Wonho debuted in Monsta X, a hip-hop boy group, upon the release of their first extended play Trespass, on May 14, 2015. Wonho was a vocalist in the group and beginning in 2017 regularly participated in writing, composing and arranging songs for the group.

Since 2018, Wonho has featured in several photoshoots for magazines, as well as partnering with some brands and promoting campaigns by various fashion magazines. He has appeared alongside his groupmates on several occasions, including Nylon, alongside Shownu in January 2018 and GQ in August, in both Ceci Korea in June 2018 and MAPS, with Minhyuk in December, lastly, Grazia, with Hyungwon in March 2019. He also participated in the collaboration project, with Elle and Tom Ford, alongside Shownu, in promotion of Tom Ford's latest perfume line in August 2019. He also made solo appearances, such as a feature in Dazed in November 2019.

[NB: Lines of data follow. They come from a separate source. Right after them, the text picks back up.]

PR #778, opened 2018-06-26
fix: Add extra offset to gumshoe to fix perceived bug (WWWD-2278)

remydenton:
Resolves http://vjira2:8080/browse/WWWD-2278


remydenton:
Agree @sghoweri, it is absolutely an arbitrary number.  That is kind of the point though-- it has nothing to do with some accurately determined thing and more just what "feels" right, and for now doesn't bear any relation to other things on the page or design system.

The option to custom configure it could come in #779.  But, I think it's over engineering to set up configuration for something that doesn't have an obvious use case to configure?

In any case, the issues discussed on the Jira issue bother me (i.e. this somehow affects smooth scroll offset too...).  Maybe this is something we consider saying "won't fix" on, at least for now.

PR #792, opened 2018-07-03
Fix: remove align-items prop from text align util

mikemai2awesome:
This fixes the text-align utility class.

# Changes
1. Removed `align-items` prop because that depends on `flex-direction` being declared for desired results, which makes this util has no context of.
2. Added `start` and `end` values for better internationalization support. This allows RTL pages to know the exact intended alignment. (source: https://davidwalsh.name/text-align-start)
3. Added `justify` option.


mikemai2awesome:
@remydenton @sghoweri Added comments to the release PR.

PR #815, opened 2018-07-16
BDS-452 Pagination additional features and improvements

remydenton:
Resolves http://vjira2:8080/browse/BDS-452

Additionally:
- Adds full support for link attributes
- Makes the active item not a link
- Adds align property to center by default

### DIFF
--- a/apps/pattern-lab/src/_patterns/02-components/pagination/15-pagination-count-variations.twig
+++ b/apps/pattern-lab/src/_patterns/02-components/pagination/15-pagination-count-variations.twig
@@ -54,6 +54,38 @@
 
 <hr>
 <div class="u-bolt-margin-bottom-medium">
+  <h3>1 of 7</h3>
+  {% include "@bolt-components-pagination/pagination.twig" with {
+    current: 1,
+    total: 7,
+    pages: {
+      1: {
+        href: '#!'
+      },
+      2: {
+        href: '#!'
+      },
+      3: {
+        href: '#!'
+      },
+      4: {
+        href: '#!'
+      },
+      5: {
+        href: '#!'
+      }
+    },
+    next: {
+      href: '#!'
+    },
+    last: {
+      href: '#!'
+    }
+  } only %}
+</div>
+
+<hr>
+<div class="u-bolt-margin-bottom-medium">
   <h3>4 of 5</h3>
   {% include "@bolt-components-pagination/pagination.twig" with {
     current: 4,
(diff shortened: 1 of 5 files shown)


sghoweri:
Nice @remydenton!

3 quick questions to run by you on this (all pagination related - albeit 2 are just to get me up to speed on pagination in general):

1. Where exactly are these new First and Last links on the pagination section? Not seeing them rendered anywhere on my device... 
https://feature-bds-452-pagination-first-last.bolt-design-system.com/pattern-lab/?p=viewall-components-pagination

1c6e2f1e-335e-4ed1-9bc9-a4936e9fd4c9

4642ef9c-cf8a-482a-a90c-576606f76a36

## More general questions  
2. Why isn’t this component centered by default? I get allowing for different alignments but isn’t it reasonable to assume most of the time this’ll be centered unless otherwise specified?

3. Why does the center “current” link background change color when I tap on it on my phone? As a rule of thumb, non-interactive elements should have pseudo state changes (especially once activated)... bug?

remydenton:
@sghoweri,

1. The first and last links don't actually say "first" and "last"-- they're just the numbers "1" and "10" (or whatever the last page is).  See the mockup image on http://vjira2:8080/browse/BDS-452

Re: 2 and 3, @mikemai2awesome is probably the best guy to talk to.  But here's my take:

2. Good question.  As a rule of thumb, a component should not be responsible for its own alignment.  But I also agree this will almost always be centered.  I'm torn on this one.

3. Not sure I understand.  Did you mean to say "interactive elements" instead of "non-interactive elements"?  Or that "non-interactive elements should NOT have pseudo state changes"?  As built, the current page link is actually a link and therefore interactive, which to me means in _should_ have an interactive state, which it does...

mikemai2awesome:
@remydenton @sghoweri 

2. I can be swayed on this one, but adding center by default will create some undesired results when it is not by itself in a row. In the example of pagination on the left and something on the right, you would have to intentionally make it not center for it to work. So if we insist on it being centered by default, we'll have to make an additional prop to handle the alignment.

3. This is also something I don't like, but I refrained from changing it last time I touched this. Basically the current item shouldn't be a link, it doesn't make sense functionally and for accessibility, a page should not link to itself because that will take the user for a loop. I didn't know how much this change would affect the Drupal end so I didn't update it.

remydenton:
Agree with you both on item 3 -- I just pushed a commit that makes the active item not a link.

Just need to figure out 2 now.  Am I old school or could we just use `text-align: center` and `display: inline-block` instead of flex for the layout, then just use `u-bolt-text-align-left` in the rare occasions where you don't want it centered?

mikemai2awesome:
@remydenton @sghoweri 

Align prop has been added.

sghoweri:
Thanks @remydenton - thanks @mikemai2awesome! 

Sounds like this should be all ready to go and can get merged in, yes?

remydenton:
@mikemai2awesome's improvements look great, I approve those.  Since you guys both gave me verbal approval on the other pieces, I'm merging this in and adding some release notes.

PR #822, opened 2018-08-02
feat: Remove all vertical padding on video share overlay (BDS-495)

remydenton:
## Jira
http://vjira2:8080/browse/BDS-495
http://vjira2:8080/browse/WWWD-2367

## Summary

Prevent scrollbar from appearing on video overlay unless absolutely necessary.

## Details

Stakeholders were pretty adamant about not seeing scrollbars in the video overlay.  This takes previous measures a step further still without hindering usability.

Specifically, this removes the top and bottom padding from the overlay.  It's vertically centered anyway, so this only affects cases where the content is slightly too large to fit vertically.  In those cases, the share content now presses closer to the top and bottom of the video player without activating the scrollbar.  However, the scrollbar still activates if the content would actually be cropped.

## How to test

- Go to the videos page `pattern-lab/?p=viewall-components-video`
- Make the browser width as small as possible in pattern lab
- Play a video, then press the share button icon to pull up the share overlay.
- Attempt to scroll up or down in the video
Previous behavior: the overlay would scroll up and down, even though no content was hidden
New behavior: the overlay does not scroll unless content is actually cropped.

### DIFF
--- a/packages/components/bolt-video/src/_videojs-enhancements.scss
+++ b/packages/components/bolt-video/src/_videojs-enhancements.scss
@@ -143,7 +143,7 @@ $bolt-video-js-button-shadow-level: 'level-40';
     background: rgba(bolt-color(black), 0.9);
 
     .vjs-modal-dialog-content {
-      @include bolt-padding(medium large medium medium);
+      @include bolt-padding(0 large 0 medium);
       @include bolt-font-size(medium);
 
       display: block;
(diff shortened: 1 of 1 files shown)


mikemai2awesome:
The overall font-size and spacing are tighten up. Content only overflows if the video goes below 220px wide, at that point, the brightcove player ui is breaking, too. So a video shouldn't get any smaller than that anyway, otherwise the user wouldn't even be able to interact with it.

remydenton:
Thanks again @mikemai2awesome for the more thorough solution.  Looks great.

Wonho has been recognized as the Korean celebrity who focuses on fitness and physical training, while in several interviews surrounding his photoshoots, he has talked about healthy habits, and emphasized the importance of exercising. In October 2018, he partnered with Under Armour, as part of the collaboration with Dazed, to promote an active and healthy lifestyle. He again promoted healthy lifestyle, as part of a photoshoot for Elles "Body Challenge" campaign, in May 2019.

On October 31, Starship Entertainment announced Wonho's departure from Monsta X following allegations of him not paying back money he owed to a friend, after rumors about the illegal use of marijuana when he was younger surfaced on social media.

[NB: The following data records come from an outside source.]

PR #836, opened 2018-08-14
Subfeature/bds 336 fix attributes support

remydenton:
## Jira
N/A (see #835)

## Summary

This is a "sub-feature" PR with cleanup/fixes for #835

## Details

In addition to various minor cleanup, this fixes a regression where the ability to pass attributes besides classes to the video component was lost.  To see the regression:

- Go to the `video w inline script and email share` demo on the master branch for #835 (https://bolt-design-system.com/pattern-lab/?p=components-video-w-inline-script-and-email-share).
- Play the video, then click to share.  You should see an email share button based on data attributes passed in.
- Now go to the `video w inline script and email share` demo on the feature branch for #835 (https://fix-bds-336-enable-utilities-on-video.bolt-design-system.com/pattern-lab/?p=components-video-w-inline-script-and-email-share).
- Play the video, then click to share.  You should not see the email share link (this is the regression)

## How to test
- Now go to the `video w inline script and email share` demo from this PR
- Play the video, then click to share.  Confirm that the share details have been populated the same as on the master branch.

### DIFF
--- a/packages/components/bolt-video/src/video.twig
+++ b/packages/components/bolt-video/src/video.twig
@@ -18,32 +18,24 @@
 ] %}
 
 {% if ratio == true %}
-  {% set utilClasses = [] %}
-  {% set videoClasses = [] %}
-
+  {# Move utility classes to a separate attributes object so they can be added to the wrapping ratio object instead #}
+  {% set ratioAttributes = create_attribute({}) %}
   {% for class in attributes["class"] %}
     {% if class starts with "u-" %}
-      {% set utilClasses = utilClasses|merge([class]) %}
-    {% else %}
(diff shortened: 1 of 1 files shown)


remydenton:
That is all it's doing, but It's still an attributes object.  I think the naming works best as-is.  @sghoweri, any thoughts on this?

remydenton:
For what it's worth, I do think any time we're managing classes (not to mention other attributes), we should use attributes objects rather than arrays for consistency.  I suppose that's a part of the cleanup in this PR I didn't explicitly call out.

mikemai2awesome:
@remydenton The reason for that is Ratio still has its own set of attributes, right? Just don't want the name to mislead.

PR #859, opened 2018-09-05
BDS-575 Deprecate itemAlignment parameter in button component

remydenton:
## Jira

http://vjira2:8080/browse/BDS-575

## Summary

- Deprecates `itemAlignment` property of button component.  Use `align` instead.
- Deprecates `left` and `right` values for `align` property.  Use `start` and `end` instead.

## Details

More important than this specific deprecation is that we're defining the workflow for deprecation.  The steps in this PR create the deprecation; after it's merged, I'll create an additional PR against 2.x to remove support for the deprecated parameter.

I've created this page in the wiki to describe the whole process: https://github.com/bolt-design-system/bolt/wiki/Deprecating-component-properties

## How to test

=== 2020: Solo debut with Love Synonym Pt.1: Right for Me and first solo concert ===
On March 14, Starship Entertainment released an official statement announcing that the investigation made by the Seoul Metropolitan Police Agency's narcotics investigation team had been concluded; Wonho had been cleared of all allegations and the rumors were false.

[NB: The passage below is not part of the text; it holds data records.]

PR #864, opened 2018-09-12
fix: prevent device viewer from overlapping bg video WWWD-2574

remydenton:
## Jira

http://vjira2:8080/browse/WWWD-2574

## Summary

Fixes z-index regression where device viewer overlaps band background video

## Details

Honestly, it's unclear to me why this works.

### DIFF
--- a/packages/components/bolt-device-viewer/src/device-viewer.scss
+++ b/packages/components/bolt-device-viewer/src/device-viewer.scss
@@ -13,6 +13,7 @@ bolt-device-viewer {
   height: auto; // Based on inner contents + padding;
   margin: 0 auto;
   box-sizing: content-box; //Required for now till device viewer updated to be fluid in size.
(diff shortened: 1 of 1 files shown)


charginghawk:
@remydenton It's because transform styling creates a new "stacking context" that puts children elements into kind of a z-index pocket universe. For the descendants of an element with transform styling, their z-index only applies among the other children - otherwise they have the z-index of the element of the transform styling. 

https://developer.mozilla.org/en-US/docs/Web/CSS/CSS_Positioning/Understanding_z_index/The_stacking_context

It can cause some headaches (which we've run into a lot with the main nav), which is why I'm generally suspicious of using transform styling when there are alternatives (eg top vs transform is an ongoing debate).

remydenton:
Thanks @charginghawk!  (@sghoweri actually pointed me to similar docs).

I'm going to go ahead and merge this since it's essentially Salem's code, and it now makes sense to me.

PR #879, opened 2018-09-20
BDS-569 refactor copy to clipboard

remydenton:
## Jira

http://vjira2:8080/browse/BDS-569

## Summary

Significantly refactors copy to clipboard component to make it more flexible

## Details

Beyond some general cleanup, the most important change here is that **you can now pass anything (string, rendered pattern, etc) for trigger, spinner, and confirmation**.  The only requirement is that the trigger have a `data-clipboard-text` attribute somewhere that includes the text to copy.

This is based a discussion Mike and I had a week or so ago.  I want a gut check from both @mikemai2awesome and @sghoweri though that this makes sense before I go further.  Specifically:

- Does this solve Mike's use case in share?
- Is this a sensible direction for copy-to-clipboard?

TODO (just FYI):
- add theming support
- ~deprecate/rename variables (most of the existing variables no longer make sense -- "copiedText", for example, will probably rarely be used and users could just change it and more by passing a custom value for "success") . "url" should actually be "clipboard_text" or something similar, because you might want to copy something other than a url to the clipboard).~
- ~continued cleanup (replace success with a non-link, for example) and ensure compatibility with share component.~

### Deprecations:
- The  `iconSize` property is deprecated and will be removed in the next major version of Bolt.  Use the new custom_trigger, custom_transition, and custom_confirmation properties if you need to change icon size.
- The  `copiedText` property is deprecated and will be removed in the next major version of Bolt.  Use the new custom_confirmation property if you need to change the confirmation text.
- The `text` property has been renamed `trigger_text`.  The `text` property is deprecated and will be removed in the next major version of Bolt.
- The `url` property has been renamed `text_to_copy`.  The `url` property is deprecated and will be removed in the next major version of Bolt.

## Testing Instructions
- View the newly added pattern lab demos at https://feature-bds-569-refactor-copy.bolt-design-system.com/pattern-lab/?p=components--custom-copy-to-clipboard


mikemai2awesome:
@remydenton The ability to pass anything for the trigger, spinner and confirmation is definitely awesome!

remydenton:
Thanks @mikemai2awesome.  Regarding updating pre-existing variables, that's where I was going with the second bullet point under "TODO".  To summarize my suggestions:

- Remove `iconSize`.  It should be rarely changed, and could be customized if needed using the new trigger, spinner, and confirmation variables.
- Remove`copiedText`.  Same reason as icon size.
- Keep `text` because it may be used more often (maybe refactor as `trigger_text` for clarity though?)
- Keep `url` but refactor to... `text_to_copy`?  I think it won't work with anything but a text string.

Any objections?

mikemai2awesome:
`trigger_text` and `text_to_copy` make sense.

mikemai2awesome:
@remydenton 

`spinner` needs to be renamed to `transition`. The fading in and out is specific to the component, while how the individual elements animate should belong with each element, this allows scalability for doing separate custom animation for each element.

When we have a animation library, a custom `transition` can use whatever animation is available, it would not be tied to spinning.

PR #1691, opened 2020-01-16
feat(editor): add prop schema descriptions underneath traits

glassdimly:
## Jira

https://app.asana.com/0/1126340469288208/1157449394066073/f

## Summary

Add prop schema descriptions underneath traits.

## Details
I chose the approach I did (appending our own div to existing traits at runtime) because otherwise we would have to create custom traits from scratch, and traits are extendible, so we'd have had to create them all from scratch.

Before:
image

After:
image

## How to test

Edit components. See that the descriptions from their prop schema are added underneath the traits in editor. Make sure editor still works.

### DIFF
--- a/packages/experimental/editor/src/editor.js
+++ b/packages/experimental/editor/src/editor.js
@@ -426,6 +426,29 @@ export function enableEditor({ space, uiWrapper, config }) {
     render(content, editorSlots.slotControls);
   }
 
+  /**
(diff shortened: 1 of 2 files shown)


sghoweri:
PR was released with v2.15.0

sghoweri:
PR was released with v2.15.0

PR #1701, opened 2020-01-22
Allow button group to render non-composed items.

charginghawk:
## Jira

http://vjira2:8080/browse/BDS-1978

## Summary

Wonho signed with Highline Entertainment, a subsidiary of Starship Entertainment, as a solo artist on April 10. The agency announced that he would be promoting as a solo artist and producer going forward. On May 6, Maverick revealed through a Twitter post that they had signed a management agreement with Wonho for his international activities.

On August 9, Wonho announced the release of his first solo EP Love Synonym Pt.1: Right for Me. On August 14, he then released the pre-release English-language single "Losing You", along with its music video. "Losing You" gained praise for showing Wonho's all-around musicality, including his vocals, participation in the songwriting, composing, and producing of the song. The album was released on September 4 with the title track "Open Mind", accompanied by a music video. Wonho had his debut showcase the same day, hosted through V Live.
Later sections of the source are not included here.